Radden Keefe is a staff writer for The New Yorker. His most recent critically acclaimed work Say Nothing, an account of a murder during the sectarian violence in Northern Ireland, received a National Book Critics Circle Award for Nonfiction. His other awards include a Guggenheim Fellowship and an award from the Council on Foreign Relations.

Empire of Pain began as a 2017 feature story on the life of Arthur Sackler and the Sackler family’s history as key context for the opioid use disorder crisis. In retaliation for his investigations, Radden Keefe was followed by private investigators, likely hired by the Sacklers, and had a particularly adversarial relationship with the family attorney hired by Mortimer and Kathe Sackler. He acknowledges that much of his source base for the work relied on anonymous sources, owing to the strong loyalty culture at Purdue.
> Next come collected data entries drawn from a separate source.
PR #7867, opened 2026-08-24
fix(memory): give the prompt memory section an owned budget

nevgenov:
Lands the half of #7756 §1.3 that stands on its own, as suggested in that thread: give the memory section an owned budget and stop cutting bullets mid-sentence. No plugin, no seam, independent of the RFC outcome.

## Problem

Three producers feed the memory section and none of them owns its total.

- Substrate recall is capped at `MEMORY_RECALL_LIMIT = 5` (`agent_loop/prompt.rs:309`), fetched wider and truncated back.
- Proactive items are appended after that cap.
- The formatter then took the first ten and capped each at 500 characters.

So the section's real ceiling was the product of two independent caps — nothing stated it, and `cap_str` sits downstream of all three producers knowing nothing about how many contributed.

The per-item cut was also unconditional, landing mid-clause whenever content exceeded it. Measured on one production corpus: 57% of raw memory rows exceed 500 characters, median length 599, while no extracted fact does — median 105. So the truncation this fixes is almost entirely a property of one class of memory.

## Change

**An explicit section budget** at the value the ceiling already implicitly had, so the limit becomes stated and enforceable without changing how much context an agent receives.

**Per-item share recomputed as the section is built.** An item shorter than its share hands the surplus to later items, which is the common case given the length asymmetry above. A per-item ceiling keeps a single oversized row — an attachment stored verbatim, for instance — from filling the section when few memories are present, and the key label is capped so an unbounded one cannot spend its item's whole share.

**Framing charged up front.** The `- `, the newline and the `[key] ` wrapper come out of the allowance rather than being discovered afterwards, and the omission notice is reserved for before any bullet is written — the discipline `librefang_types::memory::format_memories_with_budget` already uses. A final clamp holds the contract in release, where `debug_assert` is compiled out.

**Sentence-boundary truncation**, falling back to a word boundary and then a hard cut. Both boundary searches reject a break before the halfway mark of the window, since an early one discards more than it keeps: an unbroken tail such as a URL otherwise collapses a bullet to whatever preceded its first space. Every shortened bullet carries the marker, so a memory cut at a full stop is not mistaken for one that ended there.

**Dropped items are reported** with their count.

## Tests

Every property is pinned by a test verified to fail under a mutation that reintroduces the defect: the budget total, the per-item share, the per-item and key ceilings, each truncation branch, the marker surviving the clamp, and the notice reserve.

Two things learned the hard way and applied throughout:

- Sweeps are derived from the constants they depend on. A literal sweep only covers the window its constants happened to produce when it was written, and stops covering as soon as one moves.
- Bounds that guard a constant are literals, for the mirror-image reason: derived from the constant they guard, they move with it and stop detecting the change.

The three constant changes documented as tripwires each fail a test rather than silently altering behaviour.

## Verification

- `cargo test -p librefang-runtime --lib prompt_builder` — 105 passed, 0 failed.
- `cargo test -p librefang-runtime --lib` — 2346 passed, 2 failed; the same two as on the untouched base (`browser::tests::live_extraction_…` needs a Chromium binary that is absent here, and `agent_context::tests::poisoned_cache_lock_recovers_cached_context` flakes under the parallel run on the base too). Verified by stashing this change and re-running there.
- `cargo check --workspace --lib`, `cargo clippy -p librefang-runtime --lib --tests -- -D warnings`, `cargo fmt --all -- --check` — clean.

The branch went through nine adversarial self-review passes before this was opened for review, each in a separate session against the previous round's diff. They found, among other things, that the budget was not actually enforced (5074 against a stated 5000), that a long key could render the section empty, and several tests that did not fail under mutation of the behaviour they were named for. All of it is folded into the single commit here; I have not kept the intermediate history, since it is my process rather than part of the change.

## Not included

The other half of §1.3 — who owns the budget across the three producers rather than only within the formatter — needs the producers to agree on a contract and belongs with the seam discussion. This bounds the section where it is assembled, which holds regardless of how that resolves.

Refs #7756

### DIFF
--- a/changelog.d/fixed/7867-memory-section-budget.md
+++ b/changelog.d/fixed/7867-memory-section-budget.md
@@ -1,0 +1,4 @@
+The prompt's memory section now enforces an explicit character budget instead of relying on the product of two independent caps that nothing stated or checked.
+A shortened memory is cut at a sentence boundary where one fits and at a word boundary where that keeps most of the text, so a bullet ends mid-token only when neither is available.
+Memories dropped for space are reported with their count.
+(#7867) (@nevgenov)
--- a/crates/librefang-runtime/src/prompt_builder.rs
+++ b/crates/librefang-runtime/src/prompt_builder.rs
@@ -615,6 +615,172 @@ pub fn build_memory_section(memories: &[(String, String)]) -> String {
     out
 }
 
+/// Maximum number of memory bullets rendered into the section.
+pub const MEMORY_SECTION_MAX_ITEMS: usize = 10;
+
+/// Character budget for the memory bullets, excluding the framing header.
+///
+/// The section has three independent producers — substrate recall capped at `MEMORY_RECALL_LIMIT`, proactive items appended after it, and the `MEMORY_SECTION_MAX_ITEMS` cut here — and before this budget existed none of them owned the total.
+/// Each item was independently capped, so the section's real ceiling was the product of the two caps and nothing stated it.
+///
+/// The value is the former implicit ceiling (10 items × 500 chars), but it is a ceiling on the section rather than on content alone, so the reachable maximum is lower.
+/// The `- ` and newline framing each bullet is charged against its allowance, and a notice reserve is held back whenever memories were dropped.
+/// Measured worst case is 5000 characters of body — the budget exactly — against the 5060 the unbudgeted version produced, about 1 % less content in exchange for a limit that is stated and enforced.
+/// At roughly four characters per token the budget is about 1250 tokens.
+pub const MEMORY_SECTION_BUDGET_CHARS: usize = 5000;
+
+/// Below this an item is not worth rendering — a fragment this short carries no usable context and only spends budget.
+///
+/// The equal share never decreases — a bullet can never cost more than the share it was granted — and its floor is about 490.
+/// The guard compares the share minus this item's framing, whose worst case is `MAX_BULLET_FRAMING_CHARS` — 73 with the key capped at 64, since `cap_str` adds three characters of its own — so it cannot fire as the constants stand.
+/// It is kept as a tripwire: raising the item count, lowering the budget or widening the key cap should drop a memory rather than emit an unusable fragment, and skipping one item leaves the rest of the section intact.
+pub const MEMORY_SECTION_MIN_ITEM_CHARS: usize = 120;
+
+/// Characters held back for the omission notice.
+///
+/// The notice is `- [+N further memories not shown]\n`: 33 characters of fixed text plus the count.
+/// The count is bounded only by the caller's input, so the widest form is a twenty-digit `usize`, giving 53.
+/// The reserve keeps headroom above that so a future rewording does not silently overrun.
+/// Held back before any bullet is emitted, because discovering afterwards that the notice does not fit leaves no way to honour the budget without dropping a bullet that was already rendered.
+const OMISSION_NOTICE_RESERVE: usize = 96;
+
+/// Worst-case framing charged to one bullet: `- `, the newline, the `[key] ` wrapper, the capped key, and the `...` that `cap_str` appends when it truncates.
+///
+/// The ellipsis is counted here for the same reason `SKILL_BOILERPLATE_OVERHEAD` counts it — `cap_str` returns up to `max_chars + 3`, so a cap of 64 renders up to 67.
+const MAX_BULLET_FRAMING_CHARS: usize = MEMORY_SECTION_MAX_KEY_CHARS + 9;
+
+/// Whether an item can be skipped for its own framing cost.
+///
+/// Derived from the constants rather than asserted, so that widening the key cap, raising the item count or lowering the budget flips it automatically.
+/// When it is true a notice can appear with fewer memories than the item cut allows, and the reserve has to be held for that case too — otherwise the notice is written past the budget.
+const SKIP_POSSIBLE: bool = skip_possible(
+    MEMORY_SECTION_BUDGET_CHARS,
+    MEMORY_SECTION_MAX_ITEMS,
+    MEMORY_SECTION_MIN_ITEM_CHARS,
+    MAX_BULLET_FRAMING_CHARS,
+);
+
+/// Whether the smallest equal share can fall under the floor once an item's
+/// worst-case framing is taken out of it.
+///
+/// A free function rather than an inline expression so the rule can be exercised at inputs the shipped constants do not reach.
+/// Comparing `SKIP_POSSIBLE` against a re-derivation beside it proves nothing: a definition that drops a term still evaluates to the same value at the shipped constants, and the disagreement only appears once one of them moves.
+const fn skip_possible(budget: usize, items: usize, floor: usize, framing: usize) -> bool {
+    budget / items < floor + framing
+}
+
+/// Ceiling for the rendered key label.
+///
+/// Keys reach this function through a `pub` entry point and a `pub` field, and nothing upstream bounds their length.
+/// An unbounded key is charged against its own item's allowance, so without this cap a long enough label pushes the allowance below `MEMORY_SECTION_MIN_ITEM_CHARS` and the memory cannot render at all.
+/// A label longer than this carries no additional meaning to the model.
+/// `cap_str` appends `...` when it truncates, so the rendered label reaches 67; `MAX_BULLET_FRAMING_CHARS` accounts for that.
+pub const MEMORY_SECTION_MAX_KEY_CHARS: usize = 64;
+
+/// Ceiling for a single bullet, independent of how much budget is free.
+///
+/// The section budget alone is not sufficient protection: with few memories the per-item share grows to the whole section, and a single pathological row — an attachment stored verbatim, for instance — would then fill it.
+/// Keeping the historical per-item cap means this change makes the total explicit without altering how much any one memory may contribute.
+pub const MEMORY_SECTION_MAX_ITEM_CHARS: usize = 500;
+
+/// Marker appended whenever content was dropped, so the model can tell a shortened memory from a complete one.
+const TRUNCATION_MARKER: &str = "...";
+
+/// Truncate at the last sentence boundary that fits, falling back to a word boundary and then to a hard cut.
+///
+/// Cutting mid-sentence is what the previous fixed per-item cap did, and on a corpus where raw conversational excerpts dominate it left the majority of bullets ending mid-clause.
+/// A truncated sentence reads as a claim the speaker did not finish, which is worse than a shorter but complete one.
+///
+/// Every truncating branch appends [`TRUNCATION_MARKER`], including the sentence-boundary one.
+/// A cut that ends on a full stop is indistinguishable from a memory that simply ended there, and silent shortening is worse than visible shortening: the model has no way to know context is missing.
+///
+/// The returned string never exceeds `max_chars` including the marker, so callers can budget against the limit they passed rather than against the limit plus an unstated overhead.
+fn truncate_at_sentence_boundary(s: &str, max_chars: usize) -> String {
+    if s.chars().count() <= max_chars {
+        return s.to_string();
+    }
+    // The marker is part of the budget, so the content window shrinks to make
+    // room for it.
+    let marker_chars = TRUNCATION_MARKER.chars().count();
+    let content_chars = max_chars.saturating_sub(marker_chars + 1);
+    if content_chars == 0 {
+        // Unreachable from the section, whose allowance floor is
+        // `MEMORY_SECTION_MIN_ITEM_CHARS`, but the helper is `max_chars`-generic
+        // and must not hand back more than it was given.
+        // Counted in chars, not bytes: `safe_truncate_str` takes a byte count,
+        // and passing a char count to it only happens to work while the marker
+        // is ASCII.
+        return TRUNCATION_MARKER.chars().take(max_chars).collect();
+    }
+    let cut = s
+        .char_indices()
+        .nth(content_chars)
+        .map(|(i, _)| i)
+        .unwrap_or(s.len());
+    let window = safe_truncate_str(s, cut);
+
+    // Terminal punctuation followed by whitespace, or at the very end of the
+    // window. Bare `.` is not enough — abbreviations and version numbers.
+    let sentence_end = window
+        .char_indices()
+        .filter(|&(i, c)| {
+            if !matches!(c, '.' | '!' | '?' | '…') {
+                return false;
+            }
+            let after = &window[i + c.len_utf8()..];
+            after.is_empty() || after.starts_with(char::is_whitespace)
+        })
+        .map(|(i, c)| i + c.len_utf8())
+        .next_back();
+
+    // A boundary before the halfway mark discards more than it keeps, so it is
+    // rejected in favour of the next strategy down.
+    // Both boundary searches need this guard, not just the sentence one: the
+    // word fallback runs precisely when the sentence guard rejected a break,
+    // and `rfind` is just as capable of landing at position 1 when the window
+    // ends in an unbroken token such as a URL, a path or a hash.
+    let halfway_ok = |end: usize| end * 2 >= window.len();
+
+    if let Some(end) = sentence_end.filter(|&e| halfway_ok(e)) {
+        return clamp_to(
+            format!("{} {TRUNCATION_MARKER}", window[..end].trim_end()),
+            max_chars,
+        );
+    }
+
+    let out = match window.rfind(char::is_whitespace) {
+        Some(sp) if sp > 0 && halfway_ok(sp) => {
+            format!("{}{TRUNCATION_MARKER}", window[..sp].trim_end())
+        }
+        _ => format!("{}{TRUNCATION_MARKER}", window.trim_end()),
+    };
+
+    clamp_to(out, max_chars)
+}
+
+/// Last line of defence for the `max_chars` contract.
+///
+/// The reserve is sized for the separator the sentence branch inserts, and an arithmetic slip there would be invisible in release, where `debug_assert` is compiled out.
+/// `format_memories_with_budget` clamps for the same reason.
+/// Applied on every return path, including the sentence branch — that branch is the one which spends the reserved character, so guarding only the paths that keep a spare would leave the case this exists for uncovered.
+fn clamp_to(s: String, max_chars: usize) -> String {
+    if s.chars().count() <= max_chars {
+        return s;
+    }
+    // Trim content, never the marker. A plain `take(max_chars)` eats the
+    // marker's tail instead, leaving a bullet that ends in `..` — the signal
+    // that context was cut, silently degraded into something that reads like
+    // punctuation. That failure is invisible to a length assertion, which is
+    // the only thing a clamp can otherwise be tested by.
+    let marker_chars = TRUNCATION_MARKER.chars().count();
+    if max_chars <= marker_chars {
+        return TRUNCATION_MARKER.chars().take(max_chars).collect();
+    }
+    let keep = max_chars - marker_chars;
+    let body: String = s.chars().take(keep).collect();
+    format!("{}{TRUNCATION_MARKER}", body.trim_end())
+}
+
 /// Format recalled memories as a natural personal-context block.
 ///
 /// Used by both the system prompt (appended to the Memory section) and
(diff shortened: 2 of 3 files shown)


nevgenov:
Ran an adversarial review pass over this branch before asking for yours. It found that the central claim of the PR body was false, so I am correcting that here rather than letting the diff quietly fix it.

## What I claimed and what was true

**"Give the section a token budget."** The budget was not enforced. Measured 5074 characters against a stated 5000 — three leaks, all charged after the fact:

- the per-item allowance covered content but not the `- ` and newline wrapped around it;
- `truncate_at_sentence_boundary` could return `max_chars + 3` once it appended the marker, so a caller budgeting against `max_chars` was short by the marker on every item;
- the omission notice was appended outside the budget entirely.

I cited `format_memories_with_budget` as the convention being followed. I had copied its notice wording and not its discipline: it reserves for the footer before emitting bullets (`max_chars.saturating_sub(64)`), clamps at the end, and pins the result with a `debug_assert`. This now does all three.

**"The truncation marker stays `...`."** Not on the sentence branch, which is the preferred one — it returned the text with no marker at all. So in the common case truncation became *silent*: a memory cut at a full stop was indistinguishable from one that ended there, and the model lost the signal that context was missing. That is worse than the mid-clause cut this PR set out to fix. Every truncating branch now appends the marker.

**"Without changing how much context an agent receives."** False for a specific and not-rare class. The word-boundary fallback used `rfind` with no guard on where the whitespace landed, while the sentence branch had exactly such a guard. A window ending in one unbroken token — a URL, a path, a base64 blob — put the last whitespace near the start and threw the rest away: 45 characters where the old code emitted 503. Both boundary searches now share the guard.

## Test defects

Three of the eight tests did not fail under mutation of the behaviour they were named for.

- `memory_section_total_stays_within_budget` used a fixture whose only whitespace sat at position 1, so every bullet collapsed through the path above and the section measured 138 characters against a 5000 ceiling. A budget test that never approaches the budget. Fixture now has no whitespace, and it counts the whole body rather than sampling lines that start with `- ` — that filter also missed continuations of multi-line memories, which are the dominant shape in a real corpus.
- The share test took the *longest* bullet, which is the last one, and the last is ceiling-bound regardless. Deleting the share recomputation outright left it green. It now compares the first bullet against the last: early items are share-bound, late ones ceiling-bound, and removing the share makes them equal.
- `truncation_is_utf8_safe` asserted `cut.is_char_boundary(cut.len())`, which is true of every `String`. Replaced with a check that the kept text is a prefix of the input.

The per-item ceiling had no test at all, and my first attempt at one derived its bound from the constant it was guarding — so raising the ceiling kept it green. It now asserts against a literal, with a comment saying why.

Each fix is pinned by a test I verified fails under a mutation that reintroduces the defect. Eight mutations, eight caught. Two of them initially appeared to survive and did not: both had made a constant dead and failed to compile under `-D warnings`, which my harness had been reading as a pass.

## Also

Added the `changelog.d/fixed/` fragment I had omitted, and unwrapped the new doc-comments to one sentence per line per the prose rule in `CLAUDE.md`.

## Verification

- `cargo test -p librefang-runtime --lib prompt_builder` — 94 passed, 0 failed.
- `cargo test -p librefang-runtime --lib` — 2335 passed, 2 failed; same two as on the untouched base, verified by stashing and re-running there.
- `cargo check --workspace --lib`, `cargo clippy -p librefang-runtime --lib --tests -- -D warnings`, `cargo fmt --all -- --check` — all clean.

The scope note from the original body still stands: this bounds the section where it is assembled, not the contract between its three producers.

nevgenov:
Second review pass, over the fix commit rather than the original. It found four defects that fix introduced or left, and two more claims of mine that were false. Correcting them here for the same reason as last time.

## Claims of mine that were wrong

**"The notice names whichever limit applied."** It cannot. A bullet never costs more than the share it was granted, so the share is non-decreasing and its floor is `MEMORY_SECTION_BUDGET_CHARS / MEMORY_SECTION_MAX_ITEMS` ≈ 488 — four times `MEMORY_SECTION_MIN_ITEM_CHARS`. The budget-stop branch is unreachable, so the notice always took one arm. Confirmed empirically across 16 configurations of count and length: the budget wording never appeared. The changelog line I wrote about naming the limit was a no-op, one always-constant string for another.

The branch is gone. The notice states the count and no cause, and the `MEMORY_SECTION_MIN_ITEM_CHARS` guard stays as a documented tripwire for a future constant change rather than as a live path — its doc no longer describes a stop that cannot happen.

**"Reserves, clamps, and pins with a `debug_assert` — this now does all three."** It did two. There was no clamp, and `debug_assert` is compiled out of release, so the invariant had no protection there at all. A clamp is in now. I want to be explicit that it is unreachable defence rather than tested behaviour: removing it leaves every test green, because the arithmetic that would trip it is correct. What pins that arithmetic is the new punctuation test below.

**`MEMORY_SECTION_BUDGET_CHARS` doc: "without changing how much context an agent receives."** Measured against the base formatter, it does change it: 4903 characters of body against 5060, about 3 % less. Both causes came from my fix commit — the bullet framing is now charged to the item allowance where it used to be free, and the notice reserve was held back unconditionally. The reserve is now taken only when something can actually be dropped, which returns 96 characters to the common case; the remaining difference is real and the doc says so.

## Tests that did not catch what they were named for

Two mutations survived the previous round.

- Measuring the truncation window in **bytes** instead of characters keeps roughly a third of the allowance for three-byte scripts — 251 characters instead of 499 for Cyrillic at a 500 limit — with every test green. `truncation_is_utf8_safe_and_faithful` asserted only that the kept text was a valid prefix of the input, which a naive byte cut satisfies. There is now a lower-bound assertion across two-, three- and four-byte fillers.
- The reserve is `marker_chars + 1`; the extra character pays for the separator the sentence branch inserts. Dropping it pushes the result past the limit the helper documents, and none of the four samples in `truncation_never_exceeds_its_limit` placed terminal punctuation at the window edge, which is the only position where that character is spent. A test now does exactly that, across four limits.

Also fixed: the `content_chars == 0` early return passed a character count to `safe_truncate_str`, whose parameter is a byte count. Unreachable from the section, and harmless only while the marker stays ASCII.

## Mutation coverage

Nine mutations, eight killed, each by the test named for that behaviour. The ninth is the release clamp, unreachable by construction as described above.

A note on method, since it bit me twice: `cargo test` prints `error: test failed` on a failing test, not only on a compile error, and my harness was treating any `error` line as "the mutation did not build". Combined with the earlier case where a mutation made a constant dead under `-D warnings`, I had two different ways of reading a caught mutation as a survivor and one of reading a survivor as unbuildable. Mutations are now discriminated on `could not compile` specifically, and the matrix above was re-run under that.

## Verification

- `cargo test -p librefang-runtime --lib prompt_builder` — 97 passed, 0 failed.
- `cargo test -p librefang-runtime --lib` — 2338 passed, 2 failed; the same two as on the untouched base.
- `cargo check --workspace --lib`, `cargo clippy -p librefang-runtime --lib --tests -- -D warnings`, `cargo fmt --all -- --check`, changelog attribution check — all clean.

nevgenov:
Third review pass, over the second fix commit. It found a defect that fix introduced, one it left, and four more claims of mine that were false. Same correction as before.

## The defect I introduced

**A long key emptied the section.** The previous commit started charging the `[key] ` framing against each item's allowance — that was the fix for the budget overrun. Nothing upstream bounds key length, and `format_memory_items_as_personal_context` is `pub` over a `pub` field. At 375 characters the allowance drops below `MEMORY_SECTION_MIN_ITEM_CHARS`, the guard fires, and its `break` discards every remaining memory too. Ten memories rendered **zero** bullets and 35 characters of body.

The label is now capped, which bounds framing at 70 against a share floor of 490, and the guard skips the item rather than ending the section.

## What it left

**The release clamp guarded the wrong branches.** Its own comment says it exists for the separator the sentence branch inserts — and it sat after that branch's early return. It covered only the word and hard paths, which by construction have a spare character, and not the one that spends it. Now applied on every return path.

## Claims of mine that were false

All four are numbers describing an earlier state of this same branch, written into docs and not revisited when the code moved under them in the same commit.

Radden Keefe is clearly dedicated to emphasizing the role of personality and family culture in the history of the opioid epidemic.

Arthur Sackler

Arthur Sackler was born in Brooklyn, New York, in 1913, to Jewish immigrants who had high hopes for their oldest child. Arthur was ambitious and energetic, and “from an early age he evinced a set of qualities that would propel and shape his life—a singular vigor, a roving intelligence, and an inexhaustible ambition” (12).